Putting Together A Real Estate Short Sale
by Seth Asare
In today's tough economy, short sales have become more frequent. Often, homeowners find their properties are underwater. This means that homeowners owe more on their mortgage than their property is worth. In these cases, short sales can provide a way out for both borrowers and lenders. Homeowners may be wondering what is a short sale in real estate.
When a property is sold for less than the remaining mortgage balance, that is called a short sale. Lenders decide that foreclosure proceedings are more expensive than selling at a loss. They then discount the mortgage balance and sell the property. The forgiven amount is not taxable for some homeowners.
A lender can authorize these transactions before a borrower defaults. Other lien holders, however, may object. These might be people who hold a tax lien over the property. They could also be the providers of a home equity line of credit. In some cases, the main lender and lien holders may not forgive the outstanding balances. The rules for this vary from state to state.
Borrowers can also benefit from one of these transactions. Instead of a foreclosure on the credit report, the borrower will have a settlement. The settlement will stay on file for seven to ten years. With a settlement, and not a foreclosure, the homeowner may qualify for a loan in less than two years. He or she may also qualify for another mortgage in less than seven years.

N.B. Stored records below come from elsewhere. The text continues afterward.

PR #355, opened 2022-09-20
Add nitric start

tjholm:
Adds a services only version of the membrane.

Currently does not offer a solution of loading `.env` for functions (something handled by `nitric run` at the moment). At the moment this would need to be handled by the dev, but we should look at a convenience solution to automatically handle this like a wrapper command in the nitric CLI.

### DIFF
--- a/pkg/cmd/start/root.go
+++ b/pkg/cmd/start/root.go
@@ -38,7 +38,7 @@ import (
 
 var envFile string
 
-var servicesCmd = &cobra.Command{
+var startCmd = &cobra.Command{
 	Use:         "start",
 	Short:       "Run nitric services locally for development and testing",
 	Long:        `Run nitric services locally for development and testing`,
@@ -140,6 +140,5 @@ var servicesCmd = &cobra.Command{
 }
 
 func RootCommand() *cobra.Command {
-	servicesCmd.Flags().StringVarP(&envFile, "env-file", "e", "", "--env-file config/.my-env")
-	return servicesCmd
+	return startCmd
 }
--- a/pkg/cmd/start/root.go
+++ b/pkg/cmd/start/root.go
@@ -36,8 +36,6 @@ import (
 	"github.com/nitrictech/cli/pkg/tasklet"
 )
 
-var envFile string
-
 var startCmd = &cobra.Command{
 	Use:         "start",
 	Short:       "Run nitric services locally for development and testing",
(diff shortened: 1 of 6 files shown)


pkg/cmd/start/root.go
```diff
@@ -0,0 +1,145 @@
...
+
+		_ = area.Stop()
+		// Stop the membrane
+		cobra.CheckErr(ls.Stop())
+	},
+	Args: cobra.ExactArgs(0),
+}
+
+func RootCommand() *cobra.Command {
+	servicesCmd.Flags().StringVarP(&envFile, "env-file", "e", "", "--env-file config/.my-env")
```
asalkeld: why do you have this? it seems to not be supported..

asalkeld (commented):
So one option might be to 
```
nitric start
 # it runs the membrane in the background
 # setup the env variables
 # forks a shell for the user to run the command they want..
go run ./functions/api
```

pkg/cmd/start/root.go
tjholm: need to remove that

tjholm:
> So one option might be to
> .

Homeowners can initiate the process by calling the lender. When they call, they should ask for the loss mitigation department. They may have to make several calls before they find a person with the authority to authorize the transaction. If they choose representation, they should write a letter of authorization to the bank. This allows the bank to disclose information to a realtor or an attorney.
Banks will also want to see a letter of hardship. Homeowners should be brutally honest when composing the letter. They should list out job losses, medical bills, and other difficulties. Banks will understand legitimate challenges. They will not understand either dishonesty or any criminal activity.
It is a good idea to retain a professional. A realtor with short-sale certification is a must. A homeowner may also need to employ an attorney and a title company. Professional handling assures homeowners that the sale will close in time to circumvent foreclosure. The lender, instead of the homeowner, pays the realtor's commission.
Before purchasing one of these homes, buyers should do their due deligence. Find out if there are tax ramifications. Pay for a home inspection. Most properties in these transactions are sold as-is. Therefore, the buyer needs to know all possible information about the condition of the home. Finally, a buyer should never give cash to a seller. This is a sure sign of a fraudulent transaction.
Today's real estate market is tough for both lenders and sellers. However, avoiding foreclosure is in the best interest of all parties. In these cases, it is important to know what is a short sale in real estate. It could be the least damaging solution for everyone.